Work instructions: Nothing other than the lines from the one containing "Fix headers to" through the last line of the data below should be output, each reproduced exactly.

Available data:

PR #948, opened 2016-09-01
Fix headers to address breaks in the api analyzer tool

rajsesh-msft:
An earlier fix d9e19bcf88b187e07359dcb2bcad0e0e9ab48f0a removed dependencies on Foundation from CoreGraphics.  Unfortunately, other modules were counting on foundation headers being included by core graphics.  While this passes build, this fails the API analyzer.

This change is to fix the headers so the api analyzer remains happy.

Task output:
Fix headers to address breaks in the api analyzer tool

rajsesh-msft:
An earlier fix d9e19bcf88b187e07359dcb2bcad0e0e9ab48f0a removed dependencies on Foundation from CoreGraphics.  Unfortunately, other modules were counting on foundation headers being included by core graphics.  While this passes build, this fails the API analyzer.

This change is to fix the headers so the api analyzer remains happy.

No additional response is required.